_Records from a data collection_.
━━━━━━
PR #555, opened 2023-09-26
feat: remove shadow dom and global styles

stropitek:
instruct user how to add the proper global styles


stropitek:
For the commit message when merging:

BREAKING CHANGE: the shadow dom has been removed from the root layout and global styles no longer apply to it. Global styles are published by the library so that users can use them in their applications.

targos:
Changes LGTM, but let me try with a prerelease on nmrium.

PR #557, opened 2023-09-27
feat: improve splitter component to work on touch devices 

hamed-musallam:
- Adjusting the size of the splitter by touch and move. 
- Close the splitter by touching it with two fingers.


targos:
I think the first commit is non-controversial. Can you remove the other one so we can merge?

hamed-musallam:
done, can you merge it?

PR #559, opened 2023-10-03
refactor!: migrate Toolbar with blueprintjs components

stropitek:
- chore: apply blueprintjs css global stylesheets
- refactor: use blueprintjs components in Toolbar component


stropitek:
There is a story to see the toolbar with controls:
https://blueprintjs.react-science.pages.dev/stories/?path=/story/components-toolbar--control

PR #568, opened 2023-10-17
chore: remove commonjs build and fix esm build

stropitek:


stropitek:
Just read this [here](https://www.totaltypescript.com/concepts/option-module-must-be-set-to-nodenext-when-option-moduleresolution-is-set-to-nodenext#youre-using-the-wrong-moduleresolution)

CleanShot 2023-10-17 at 14 52 12

targos (approved):

Issue #571, opened 2023-10-18
Rewrite buttons to be wrappers around blueprintjs's buttons


stropitek:
https://blueprintjs.com/docs/#core/components/buttons

Here I think we can add a bit of sugar on top of the blueprint API.

For the `Button` component:

We can make it easier to add a tooltip to a Button than would be for any other component, because it's a frequent use case.

But mostly the component should just forward props to the blueprintjs component.

## API suggestion

```ts
type ButtonProps = BlueprintButtonProps & {
  tooltipProps: Omit<BlueprintTooltipProps, 'children'> 
}
/>
```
━━━━━━
_Exercise_. Set the data down once more, exactly as it stands.

_Response below_.
PR #555, opened 2023-09-26
feat: remove shadow dom and global styles

stropitek:
instruct user how to add the proper global styles


stropitek:
For the commit message when merging:

BREAKING CHANGE: the shadow dom has been removed from the root layout and global styles no longer apply to it. Global styles are published by the library so that users can use them in their applications.

targos:
Changes LGTM, but let me try with a prerelease on nmrium.

PR #557, opened 2023-09-27
feat: improve splitter component to work on touch devices 

hamed-musallam:
- Adjusting the size of the splitter by touch and move. 
- Close the splitter by touching it with two fingers.


targos:
I think the first commit is non-controversial. Can you remove the other one so we can merge?

hamed-musallam:
done, can you merge it?

PR #559, opened 2023-10-03
refactor!: migrate Toolbar with blueprintjs components

stropitek:
- chore: apply blueprintjs css global stylesheets
- refactor: use blueprintjs components in Toolbar component


stropitek:
There is a story to see the toolbar with controls:
https://blueprintjs.react-science.pages.dev/stories/?path=/story/components-toolbar--control

PR #568, opened 2023-10-17
chore: remove commonjs build and fix esm build

stropitek:


stropitek:
Just read this [here](https://www.totaltypescript.com/concepts/option-module-must-be-set-to-nodenext-when-option-moduleresolution-is-set-to-nodenext#youre-using-the-wrong-moduleresolution)

CleanShot 2023-10-17 at 14 52 12

targos (approved):

Issue #571, opened 2023-10-18
Rewrite buttons to be wrappers around blueprintjs's buttons


stropitek:
https://blueprintjs.com/docs/#core/components/buttons

Here I think we can add a bit of sugar on top of the blueprint API.

For the `Button` component:

We can make it easier to add a tooltip to a Button than would be for any other component, because it's a frequent use case.

But mostly the component should just forward props to the blueprintjs component.

## API suggestion

```ts
type ButtonProps = BlueprintButtonProps & {
  tooltipProps: Omit<BlueprintTooltipProps, 'children'> 
}
/>
```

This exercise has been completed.